The envelopes of HIV and SIV are acquired from the membranes of cells they have infected, obtaining some cellular proteins in the process. The investigators found that HIV buds from membranes of immune cells precisely where alpha-4 beta-7 is located, and incorporates the alpha-4 beta-7 into its envelop protein. This way, the virus can hijack the cellular protein to help battle the immune system. The study was led by Paolo Lusso, MD, PhD, chief of the Viral Pathogenesis Section in the Laboratory of Immunoregulation (LIR).
Subsequently, Drs Lusso, Fauci and colleagues conducted experiments to understand both the function and prevalence of the alpha-4 beta-7 protein on the HIV envelope, according to the press release.
The investigative team used an HIV mouse model to show that HIV donned with protein homes to the gut. In cell cultures, the investigators showed that when HIV bears the protein, it is able to infect alpha-4 beta-7 to recognize gut cells and their neighbors with more efficacy than when the virus does not.
The investigators also demonstrated that obtaining blood samples from 33 individuals with HIV and 12 monkeys with SIV at different time points all had at least some virus bearing the alpha-4 beta-7 protein.

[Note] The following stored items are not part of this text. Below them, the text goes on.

Issue #3254, opened 2025-11-22
Improving Starting Page


thomasstauffer666:
### What happened?

The start pages states:

`If you are new to OpenTelemetry, start with the [Stdout Example](https://github.com/open-telemetry/opentelemetry-rust/blob/main/opentelemetry-stdout/examples/basic.rs)`

1. In this folder is a readme which does not explain how to run the example
2. you cannot just run cargo run to execute this example

Either it would be nice to fix both of this or use another example as a first example on the start page.

### OpenTelemetry API Version (i.e version of `opentelemetry` crate)

v0.31.0

### OpenTelemetry SDK Version (i.e version of `opentelemetry_sdk` crate)

v0.31.0

### Relevant log output

```shell
v0.31.0
```

### Tip

<sub>[React](https://github.blog/news-insights/product-news/add-reactions-to-pull-requests-issues-and-comments/) with 👍 to help prioritize this issue. Please use comments to provide useful context, avoiding `+1` or `me too`, to help us triage it. Learn more [here](https://opentelemetry.io/community/end-user/issue-participation/).</sub>

PR #3477, opened 2026-04-30
docs: Improve metrics-basic and tracing-grpc getting started READMEs

cijothomas:
Follow-up to #3299. Expands the `examples/metrics-basic/README.md` and `examples/tracing-grpc/README.md` files using the same template adopted in #3299 for `logs-basic`, so users landing on them from the front-page Getting Started section get a consistent introduction:

- Intro
- Understanding OpenTelemetry {Metrics,Tracing}
- What This Example Does
- Note on Exporters
- Usage

For `tracing-grpc`, also clarifies the role of the `TraceContextPropagator` and explains why a cross-process example was kept as the front-page tracing entry point (the propagator setup is the *whole point* of demonstrating distributed tracing realistically).

No code changes. Towards #3254.

### DIFF
--- a/examples/metrics-basic/README.md
+++ b/examples/metrics-basic/README.md
@@ -1,13 +1,65 @@
-# Metric Instrument Usage Example
+# Getting started with OpenTelemetry Rust Metrics
 
-This example shows how to use the various metric instruments to report metrics. The
-example setups a MeterProvider with stdout exporter, so metrics can be seen on
-the stdout.
+This example demonstrates the basics of recording metrics with OpenTelemetry in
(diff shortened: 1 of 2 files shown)


scottgerring (approved):
LGTM! Couple things we might try to increase discoverability but not blocking:

* Updating [examples/README.md](https://github.com/open-telemetry/opentelemetry-rust/blob/main/examples/README.md) which feels like its now under-selling these
* Linking more prominently to them from the docs.rs docs? E.g. [here](https://docs.rs/opentelemetry/latest/opentelemetry/) the per signal bits could link out really explicitly

PR #3479, opened 2026-04-30
docs: Improve getting-started example discoverability

cijothomas:
Follow-up to #3299 / #3477 addressing [@scottgerring's review feedback](https://github.com/open-telemetry/opentelemetry-rust/pull/3477#pullrequestreview-3402041739):

> Couple things we might try to increase discoverability but not blocking:
> - Updating `examples/README.md` which feels like its now under-selling these
> - Linking more prominently to them from the docs.rs docs?

Changes:

- **`examples/README.md`**: New top-of-page **Getting Started** section with a signal/example/description table calling out `logs-basic`, `metrics-basic`, and `tracing-grpc` as the recommended entry points, plus a pointer to the OTLP examples for production. The full per-example list is kept below as an "All examples" reference, with the redundant "this example uses following crates" boilerplate replaced by a single `Uses:` line and a real one-sentence description of what each example shows.
- **`opentelemetry/src/lib.rs`** (docs.rs landing page):
  - *Tracing* section: replaced the vague "see examples directory" with an explicit pointer to `examples/tracing-grpc` (kept the broader examples link too).
  - *Metrics* section: promoted the existing `examples/metrics-basic` link to right after the 3-step intro; removed the duplicate at the bottom.
  - *Logs* section: added a `examples/logs-basic` link (was previously missing entirely).

Also drops a stale `tracing-jaeger` entry from `examples/README.md` - the directory no longer exists.

No code changes. `cargo doc --no-deps --all-features` passes with `-D warnings`.

Towards #3254.

### DIFF
--- a/examples/README.md
+++ b/examples/README.md
@@ -1,78 +1,68 @@
 # Examples
 
-This directory contains some examples that should help you get start crates from `opentelemetry-rust`.
+This directory contains runnable examples for the `opentelemetry-rust` crates.
 
-## logs-basic
+## Getting Started
 
-This example uses following crates from this repo:
+If you are new to OpenTelemetry Rust, start with one of the **Getting Started**
+examples below. Each one focuses on a single signal, uses a stdout exporter,
+and can be run with `cargo run` so you can immediately see telemetry on your
+console:
 
-- opentelemetry(log)
-- opentelemetry-appender-tracing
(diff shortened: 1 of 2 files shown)


scottgerring (approved):
LGTM 🚢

The percentage of HIV particles with the protein was found to be highest in blood samples taken during the early stage of infection, the press release reported.
The study findings suggest that the protein is crucial to the initial phase of infection, which has a major influence on the subsequent development of HIV, the authors said.

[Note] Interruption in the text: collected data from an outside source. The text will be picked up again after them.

Issue #3481, opened 2026-04-30
Stabilize span attributes customization: builder API shape


cijothomas:
## Context

The `experimental_span_attributes` feature in `opentelemetry-appender-tracing`
is ready to be stabilized. Today its only API is:

```rust
.with_span_attribute_allowlist(["session.id"])  // requires cargo feature
```

When we drop the cargo feature, we also need a way to **enable** the
behavior at runtime — not every user wants to pay per-span overhead.

Two builder shapes under consideration. Pick one.

---

### Option A — two methods, allowlist implies enable

```rust
.with_span_attributes(true)                       // enable, copy all
.with_span_attribute_allowlist(["session.id"])    // implies enable + filter
```

- Two methods; subtle interaction if both called.
- `bool` argument enables conditional config: `b.with_span_attributes(cfg.enable)`.

### Option B — one method, allowlist semantics

```rust
.with_span_attributes([])                         // enable, copy all
.with_span_attributes(["session.id"])             // enable, allowlist
// (not called)                                   // disabled
```

- Single method, no boolean trap.
- Empty iterator = "enable all" sentinel — slight cognitive load.
- Conditional enable requires `if cfg.enable { b = b.with_span_attributes(...) }`.

---

In both options:
- Default is **disabled** (no per-span work).
- Last call wins if invoked twice.

cijothomas:
@codefromthecrypt Can you share your thoughts.

cijothomas:
@leghadjeu-christian Can you share you thoughts?

codefromthecrypt:
I like option b! I also do not think this should be enabled by default.

cijothomas:
Going with a variation of Option B (suggested by @utpilla ) — single `with_span_attributes` method that accepts a `SpanAttributes` value type with named constructors:

```rust
use opentelemetry_appender_tracing::layer::SpanAttributes;

// Copy all tracing-span attributes:
let layer = OpenTelemetryTracingBridge::builder(&provider)
    .with_span_attributes(SpanAttributes::all())
    .build();

// Copy only an allowlist:
let layer = OpenTelemetryTracingBridge::builder(&provider)
    .with_span_attributes(SpanAttributes::allowlist(["session.id"]))
    .build();
```

This avoids the "empty iterator = copy all" sentinel from Option B and eliminates the two-knob misuse surface from Option A (no invalid states are expressible). One setter, so "what if both are called?" simply cannot happen.

PR #3482 has been updated with this design.

[...]

Issue #3376, opened 2026-02-20
Graduate stable spec features out of experimental feature flags before 1.0


bryantbiggs:
## Summary

Several features in the `opentelemetry-sdk` (and other crates) are gated behind `experimental_*` or `spec_unstable_*` feature flags. Before the 1.0 stable release, we should audit these flags and graduate the ones that correspond to stable specification features into the default or always-available API surface. Features that genuinely correspond to unstable/experimental spec areas should remain gated but be clearly documented.

Related issues:
- #1411 — Proposal: Naming for features
- #2643 — Stabilize support for async runtimes
- #1678 — Path to Stable Release: Roadmap
- #2917 — MetricReader redesign
- #3061 — Stabilization — OTLP

### `opentelemetry-sdk`

- [ ] **`spec_unstable_metrics_views`** — Gates View-related tests and the `Stream` instrument resolution in `instrument.rs`. PR #3322 already stabilized core view functionality (changing aggregation), but this flag still exists and gates some code paths. The OTel spec marks core View functionality (customizing instrument output, aggregation selection, attribute filtering) as **Stable**. This flag should be evaluated for removal or renaming.

- [ ] **`experimental_metrics_custom_reader`** — Gates public visibility of `MetricReader` trait, `ManualReader`, and `Pipeline`. Without this flag, `reader` module is `pub(crate)` only. The Prometheus exporter (`opentelemetry-prometheus`) already depends on this flag unconditionally. The underlying spec MetricReader concept is stable, but the Rust API surface may still need redesign (#2917). Decision: graduate the reader trait or stabilize a subset of it.

- [ ] **`experimental_async_runtime`** — Gates the entire `runtime` module (`Runtime` trait, `Tokio`, `TokioCurrentThread` implementations). Also implicitly enabled by `rt-tokio` and `rt-tokio-current-thread`. Tracked in #2643. This is a Rust-specific design concern (not spec-driven) but is fundamental infrastructure. Needs resolution before 1.0.

- [ ] **`experimental_metrics_periodicreader_with_async_runtime`** — Gates the async-runtime-based `PeriodicReader`. Depends on `experimental_async_runtime`. Should be resolved alongside #2643.

- [ ] **`experimental_logs_batch_log_processor_with_async_runtime`** — Gates the async-runtime-based `BatchLogProcessor`. Depends on `experimental_async_runtime`. Should be resolved alongside #2643.

[...]

PR #3482, opened 2026-04-30
feat(appender-tracing): stabilize span attribute propagation

cijothomas:
Implements the API shape discussed in #3481.

Note: throughout this PR, **"span" refers to a [`tracing::span!`](https://docs.rs/tracing/latest/tracing/macro.span.html) from the `tracing` crate** (the source the appender consumes), **not** an `opentelemetry::trace::Span`.

## Changes

- **Removes the `experimental_span_attributes` cargo feature.** Tracing-span attribute *enrichment* (copying attributes from active `tracing` spans onto each emitted log record) is now part of the stable API surface of `opentelemetry-appender-tracing`. Note: the experimental feature was never released, so this is effectively a new feature.
- **Disabled by default.** Users who don't enable enrichment pay no per-span overhead (`on_new_span` / `on_record` / scope walk all return early).
- **Single builder method with a value type** to configure runtime behavior:

  ```rust
  use opentelemetry_appender_tracing::layer::TracingSpanAttributes;

  // Copy all tracing-span attributes onto log records:
  let layer = OpenTelemetryTracingBridge::builder(&provider)
      .with_tracing_span_attributes(TracingSpanAttributes::all())
      .build();

  // Or restrict to an allowlist:
  let layer = OpenTelemetryTracingBridge::builder(&provider)
      .with_tracing_span_attributes(TracingSpanAttributes::allowlist(["session.id"]))
      .build();
  ```

  One setter means no invalid combinations are expressible — no runtime warnings or extra feature plumbing needed.

## Terminology

The PR uses **"enrichment"** rather than "propagation". Propagation is already an overloaded term in OpenTelemetry (W3C TraceContext, baggage, etc.), and "enrichment" matches the term used by the Java and .NET SDKs for this exact pattern.

## Tests

All existing tests have been updated. Tests cover:

- `tracing_appender_span_attributes_disabled_by_default` — enrichment off by default.
- `tracing_appender_span_attributes_all_copies_all` — `TracingSpanAttributes::all()` copies all span attributes.
- `tracing_appender_span_attribute_allowlist_includes_only_named` — `TracingSpanAttributes::allowlist(...)` filters correctly.
- `tracing_appender_span_attribute_allowlist_nested_spans` — allowlist filtering across nested spans.
- `tracing_appender_span_attribute_allowlist_with_on_record` — allowlist with late-recorded fields.
- `tracing_appender_empty_allowlist_copies_nothing` — empty allowlist means "allow nothing".

## Out of Scope

- `span.name` propagation (#3466) is intentionally not part of this PR. Discussion continues separately.
- `experimental_metadata_attributes` cargo feature is unchanged; that's a separate stabilization decision.

## Refs

- Design discussion: #3481
- Tracking issue: #3376
- Original feature: #3282, #3387, #3314

* [x] Changes in public API reviewed (adds `TracingSpanAttributes` type and `with_tracing_span_attributes` builder method, removes `experimental_span_attributes` feature)

### DIFF
--- a/opentelemetry-appender-tracing/src/layer.rs
+++ b/opentelemetry-appender-tracing/src/layer.rs
@@ -311,34 +311,34 @@ struct StoredSpanAttributes {
 ///
 /// [`tracing`]: https://crates.io/crates/tracing
 /// [`tracing::span!`]: https://docs.rs/tracing/latest/tracing/macro.span.html
-pub struct SpanAttributes(SpanAttributesInner);
+pub struct TracingSpanAttributes(TracingSpanAttributesInner);
 
-enum SpanAttributesInner {
+enum TracingSpanAttributesInner {
     All,
     Allowlist(HashSet<Cow<'static, str>>),
 }
 
-impl SpanAttributes {
+impl TracingSpanAttributes {
     /// Copy **all** tracing-span attributes onto log records.
     pub fn all() -> Self {
-        Self(SpanAttributesInner::All)
+        Self(TracingSpanAttributesInner::All)
     }
 
     /// Copy only the tracing-span attributes whose keys are in the given
     /// allowlist.
     pub fn allowlist(keys: impl IntoIterator<Item = impl Into<Cow<'static, str>>>) -> Self {
-        Self(SpanAttributesInner::Allowlist(
+        Self(TracingSpanAttributesInner::Allowlist(
             keys.into_iter().map(Into::into).collect(),
         ))
     }
 }
 
-impl std::fmt::Debug for SpanAttributes {
+impl std::fmt::Debug for TracingSpanAttributes {
     fn fmt(&self, f: &mut std::fmt::Formatter<'_>) -> std::fmt::Result {
         match &self.0 {
-            SpanAttributesInner::All => f.write_str("SpanAttributes::all()"),
-            SpanAttributesInner::Allowlist(set) => {
-                f.debug_tuple("SpanAttributes::allowlist").field(set).finish()
+            TracingSpanAttributesInner::All => f.write_str("TracingSpanAttributes::all()"),
+            TracingSpanAttributesInner::Allowlist(set) => {
+                f.debug_tuple("TracingSpanAttributes::allowlist").field(set).finish()
             }
         }
     }
@@ -404,8 +404,8 @@ where
     /// By default, enrichment is **disabled** and no per-span work is
     /// performed.
     ///
-    /// Use [`SpanAttributes::all()`] to copy every tracing-span attribute, or
-    /// [`SpanAttributes::allowlist(keys)`](SpanAttributes::allowlist) to copy
+    /// Use [`TracingSpanAttributes::all()`] to copy every tracing-span attribute, or
+    /// [`TracingSpanAttributes::allowlist(keys)`](TracingSpanAttributes::allowlist) to copy
     /// only named attributes.
     ///
     /// Calling this method multiple times replaces any prior configuration —
@@ -413,10 +413,10 @@ where
     ///
     /// [`tracing`]: https://crates.io/crates/tracing
     /// [`tracing::span!`]: https://docs.rs/tracing/latest/tracing/macro.span.html
-    pub fn with_span_attributes(mut self, span_attributes: SpanAttributes) -> Self {
+    pub fn with_span_attributes(mut self, span_attributes: TracingSpanAttributes) -> Self {
         self.span_attributes = Some(match span_attributes.0 {
-            SpanAttributesInner::All => HashSet::new(),
-            SpanAttributesInner::Allowlist(set) => set,
+            TracingSpanAttributesInner::All => HashSet::new(),
+            TracingSpanAttributesInner::Allowlist(set) => set,
         });
         self
     }
@@ -574,7 +574,7 @@ const fn severity_of_level(level: &Level) -> Severity {
 #[cfg(test)]
 mod tests {
     use crate::layer;
-    use crate::layer::SpanAttributes;
+    use crate::layer::TracingSpanAttributes;
     use opentelemetry::logs::Severity;
     use opentelemetry::trace::TracerProvider;
     use opentelemetry::trace::{TraceContextExt, TraceFlags, Tracer};
@@ -1190,7 +1190,7 @@ mod tests {
             .build();
 
         let layer = layer::OpenTelemetryTracingBridge::builder(&provider)
-            .with_span_attributes(SpanAttributes::all())
+            .with_span_attributes(TracingSpanAttributes::all())
             .build()
             .with_filter(tracing_subscriber::filter::filter_fn(|meta| {
                 // Allow spans at any level (needed for on_new_span to store span attributes),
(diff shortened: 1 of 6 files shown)


opentelemetry-appender-tracing/src/layer.rs
```diff
@@ -357,9 +355,41 @@ where
...
+    ///
+    /// `with_span_attribute_allowlist` only takes effect if enrichment is
+    /// also explicitly enabled via this method. Calling
+    /// `with_span_attribute_allowlist` without also calling
+    /// `enable_span_attributes(true)` is a no-op (a warning is emitted via
+    /// `otel_warn!` from `build()`).
+    ///
+    /// [`tracing`]: https://crates.io/crates/tracing
+    /// [`tracing::span!`]: https://docs.rs/tracing/latest/tracing/macro.span.html
+    pub fn enable_span_attributes(mut self, enable: bool) -> Self {
```
utpilla: I think we can simplify the current two-method design (`enable_span_attributes(bool)` + `with_span_attribute_allowlist(keys)`) and make the builder harder to misuse.

The design issue (#3481) laid out two options, both of which share the property that calling the allowlist method *implies* enable, so there's no invalid "allowlist without enable" state. This PR took a different direction by making the two methods fully orthogonal, which introduced that invalid state. I think we'd be better served by something closer to what was originally proposed in the issue.

**Why the current shape feels like it could be simpler:**

There are only three valid configurations: off (default), on-copy-all, on-with-filter. The current API exposes two independent knobs whose combination produces a fourth state ("allowlist set but enrichment not enabled") that doesn't do anything useful. To handle that, the PR:

1. Adds a runtime `otel_warn!` in `build()` to catch the misconfiguration.
2. Introduces `internal-logs` cargo feature plumbing on this crate just to surface that warning.
3. Adds dedicated tests for the no-op case and for order-independence, both of which exist only because the API allows a state that ideally wouldn't be reachable.

Generally, needing a runtime warning to catch a builder misconfiguration is a hint that we might be able to reshape the API so that the invalid state simply can't be expressed.

Similarly, every call site in the PR is `.enable_span_attributes(true)`. The `false` argument would mainly be useful for undoing a prior `true` on the same builder chain, which isn't a pattern we'd expect in practice. A no-arg opt-in method might feel more natural here.

Here are two alternatives that are closer to the spirit of what was discussed in #3481. Either would be an improvement over the current shape:

**Option 1 (my preference): two self-descriptive methods, no bool, no warning needed**

This is a refinement of Option A from #3481, where calling the allowlist method implies enable:

```rust
// Off by default. Opt in by calling one of:

// Copy ALL tracing-span attributes:
let layer = OpenTelemetryTracingBridge::builder(&provider)
    .with_all_span_attributes()
    .build();

// Copy only an allowlist:
let layer = OpenTelemetryTracingBridge::builder(&provider)
    .with_span_attribute_allowlist(["session.id"])
    .build();
```

- Calling either method enables enrichment, no separate enable call needed.
- If both are called, last-call-wins (standard Rust builder convention; `tokio`, `reqwest`, etc. all work this way).
- No invalid combinations, no runtime warning, no `internal-logs` plumbing needed, no order-independence concerns.
- Migration text becomes simpler: "drop the cargo feature, add `.with_all_span_attributes()` (or keep your existing `.with_span_attribute_allowlist(...)`)."

**Option 2: single method with a value type**

This is similar to Option B from #3481, but uses named constructors instead of an empty-vs-non-empty iterator sentinel:

```rust
pub struct SpanAttributes(/* private */);

impl SpanAttributes {
    pub fn all() -> Self { ... }
    pub fn allowlist(keys: impl IntoIterator<Item = impl Into<Cow<'static, str>>>) -> Self { ... }
}

let layer = OpenTelemetryTracingBridge::builder(&provider)
    .with_span_attributes(SpanAttributes::all())
    .build();
```

- One method, so "what if both?" can't happen. There's only one setter.
- Avoids the "empty iterator = copy all" sentinel from issue Option B, which had some cognitive load.
- Slightly more verbose at the call site and introduces one small public type.

I'd lean toward **Option 1**. It's the smallest delta from the current PR, the most ergonomic at the call site, and removes an entire class of misconfiguration without extra plumbing. But happy to hear other perspectives. What do you think?

cijothomas: I picked option2, as it is relatively easy to expand it for future needs. PTAL.

cijothomas:
@codefromthecrypt @leghadjeu-christian Please review if you have some bandwidth!

leghadjeu-christian (approved):
@cijothomas  LGTM, thanks for this

TommyCpp (approved):

opentelemetry-appender-tracing/src/layer.rs
```diff
@@ -409,9 +456,8 @@ where
         log_record.set_severity_number(severity);
         log_record.set_severity_text(metadata.level().as_str());
 
-        // Extract span attributes if feature is enabled
-        #[cfg(feature = "experimental_span_attributes")]
-        {
+        // Extract tracing-span attributes if enrichment is enabled.
+        if self.span_attributes.is_some() {
```
lalitb, line 460: Since this feature is moving from experimental to stable, should we be defining or controlling what happens when attribute keys conflict?

For example, a span and the event can both have `user_id`, or parent and child spans can use the same key. This block adds span attributes first, and `event.record(&mut visitor)` adds event attributes later. Since `add_attribute` only appends, the exported log can contain duplicate keys.

lalitb (approved):
LGTM, once we agree on the collision-policy.

opentelemetry-appender-tracing/src/layer.rs
cijothomas: Good point.

The appender does not de-duplicate and relies on the SDK to do it. Unfortunately the SDK does not do this either today, so duplicates will be present. This is a pre-existing problem — even a single `tracing` macro can specify the same field twice, and we just append them all.

That said, you're right that span-attribute enrichment makes collisions meaningfully more likely than the existing event-only path: now a key set anywhere in the active span scope can collide with the event's own field, instead of only colliding within a single macro invocation.

Two things I see us doing in the future:

1. **OTel SDK should offer dedup.** It's required by spec, and users should be able to opt into paying that cost in the SDK so *all* appenders/instrumentations benefit, not just this one.
2. **Per-appender policy for enrichment.** Give this appender an option to control dedup behavior specifically for span-attribute enrichment, since that's the place where duplicates are most likely to be introduced.

Do we consider these blockers? If yes, we should keep the feature behind `experimental_*` until (1) and/or (2) land. My lean is to track them as follow-ups rather than block stabilization, but happy to go either way.

lalitb: Yes, not a blocker as it's pre-existing problem - just the surface area / probability is increased with making this stable - good to track this as follow-up as solution would be independent on this feature.

cijothomas: Filed follow-ups:

- #3497 — Logs SDK: deduplicate `LogRecord` attribute keys
- #3498 — appender-tracing: configurable collision policy for span-attribute enrichment

Resolving this thread.

codefromthecrypt: I'm a bit biased being former zipkin guy who didn't like the idea of attributes being allowed to repeat ;) last in wins is the zipkin policy.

Next, the investigators plan to conduct a study designed to prove that the presence of alpha-4 beta-7 on SIV explains the protective effect of the alpha-4 beta-7 antibody that was observed in the earlier monkey studies.
Currently, Dr Fauci and other NIAID investigators are enrolling participants in an early-phase clinical trial to determine whether short-term treatment with vedolizumab in combination with antiretroviral therapy (ART) can generate sustained remission in individuals with HIV. The study is examining the safety and tolerability of a 30-week regimen of vedolizumab in patients who temporarily stop taking ART.
Preliminary results are expected by the end of 2017 and additional data will be available in 2018, according to the press release.